Sì, certo, un imperativo tipo "Versate mi il/del vino!"  non è  né gentile né educato ...

Insomma, dalle vostre risposte ho capito che il verbo _versare _è quello adeguato e grammaticalmente va bene "*il* vino" e "*del* vino", ma non "di vino" nel dato contesto. Ho capito bene ?


----------



## ohbice

Versatemi un po' di vino, un bicchiere di vino 
Esiste sicuramente un motivo grammaticale ma non me lo ricordo...

Ps: Ci sta anche _mescere_, penso sia un uso regionale, tipo "Mescimi del vino". Da ragazzi lo usavamo in tono scherzoso, ma in Lombardia non lo si sente molto spesso. O forse è un termine antiquato.


----------



## francisgranada

ohbice said:


> Versatemi un po' di vino, un bicchiere di vino


Sì, chiaro. Capisco (almeno credo ...) la differenza ed il motivo perché qui va bene un semplice "di" invece di "del".


----------



## Pietruzzo

francisgranada said:


> Insomma, dalle vostre risposte ho capito che il verbo _versare _è quello adeguato e


Certo, insieme a verbi più generici come "dare" o "mettere".
Mi dai un po' di vino?
Mi metti un po' di vino (nel bicchiere)?


----------



## lorenzos

francisgranada said:


> Sì, chiaro. Capisco (almeno credo ...) la differenza ed il motivo perché qui va bene un semplice "di" invece di "del".

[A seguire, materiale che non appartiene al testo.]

Issue #4488, opened 2021-09-27
Use stable sort in nms


shuokay:
### 🚀 The feature

Please use stable sort in nms since torch1.9 has supported stable sort.

### Motivation, pitch

Why we need stable sort:
In quantization model, many score are equal due to quantization, so when using unstable sort, the result of nms is non-reproducible.

datumbox:
It's true that the sort component of NMS has been the source of many headaches. The fact that the algorithm is unstable means that we get different order depending on platform/python/system config. This leads to us being unable to properly test those algorithms and we often resort to ugly hacks/workarounds:
https://github.com/pytorch/vision/blob/2e0949e22be6dceef5d91101e49ade1fe8a0689b/test/test_models.py#L579-L592

PR #4491, opened 2021-09-28
[nms]: replace unstable sort with stable sort

shuokay:
Use stable sort in nms since pytorch1.9 has supported stable sort. The discussion is in https://github.com/pytorch/vision/issues/4488

### DIFF
--- a/torchvision/csrc/ops/cpu/nms_kernel.cpp
+++ b/torchvision/csrc/ops/cpu/nms_kernel.cpp
@@ -27,7 +27,8 @@ at::Tensor nms_kernel_impl(
 
   at::Tensor areas_t = (x2_t - x1_t) * (y2_t - y1_t);
 
-  auto order_t = std::get<1>(scores.sort(0, /* descending=*/true));
+  auto order_t =
+      std::get<1>(scores.sort(0, /* descending=*/true, /*stable*/ true));
 
   auto ndets = dets.size(0);
   at::Tensor suppressed_t = at::zeros({ndets}, dets.options().dtype(at::kByte));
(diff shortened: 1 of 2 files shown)


NicolasHug:
Thanks for the PR @shuokay 

It looks like the changes are causing a few test failures: https://app.circleci.com/pipelines/github/pytorch/vision/10788/workflows/50fb9b2b-7f7b-47e3-8d9c-81357e4ad183/jobs/824433


Also for completeness I think we should update the quantized nms as well https://github.com/pytorch/vision/blob/main/torchvision/csrc/ops/quantized/cpu/qnms_kernel.cpp


That being said, it's important to note that this would be a BC breaking change, and I'm personally not sure that changing downstream users' results is warranted in this case. I think it's worth considering adding a new `stable_sort=False` parameter though.

datumbox:
> It looks like the changes are causing a few test failures:
> this would be a BC breaking change

I agree we should investigate the test failures and understand why it's failing.

If the change only affects the order (as it should) then I wouldn't consider this a breaking change. This is because the order of items produced by the current sorting algorithm depends on platform/OS specific characteristics, so the outcome is pretty random and can't be relied upon. It has also been a source of major pain for us in the testing of detection models.

One thing we should check though before merging if there is any speed degradation on NMS. We should isolate NMS as much as possible and measure before/after to understand the tradeoff.

fmassa:
I'm fine getting this PR merged (once the quantized kernels are also updated). If anything, using stable sort would be more natural for users and make it consistent across OSes.

As @datumbox pointed out though, it would be good to understand what are the speed implications by making this change. Can you perform some benchmarks on tensors of varying sizes (from 100 to up to 6k boxes) to give a better picture of the trade-offs here?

il motivo è solo _un po'_:
- (Per favore) Mescimi/versami del vino".
- (Per favore) Mescimi/versami un po' di vino".


----------



## bearded

francisgranada said:


> E' idomatico dire "Versatemi di vino


No, quando si tratta di una quantità indefinita, in italiano per esprimere il partitivo ci vuole la preposizione articolata: dammi del vino, del pane, dell'acqua, dei soldi...
Naturalmente dopo ''un po' '' (= un poco), va bene 'di' - come ha già scritto lorenzos.


----------



## giginho

Visto che il buon Francis ci chiede una forma idiomatica della frase in oggetto, vorrei sottolineare che le forme più usate in contesti informali / famigliari / tra amici sono (in ordine di frequenza d'uso - a mio parere):

"Mi dai (ancora) un po' di vino" - in alternativa si ha - "Mi dai del vino / dell'altro vino"
"Mi metti (ancora) un po' di vino" - in alternativa si ha - "mi metti del vino / dell'altro vino"
"Mi versi (ancora) un po' di vino" - in alternativa si ha - "mi metti dell'altro vino / del vino" (in questo caso mi suona meglio "dell'altro" anziché "del vino")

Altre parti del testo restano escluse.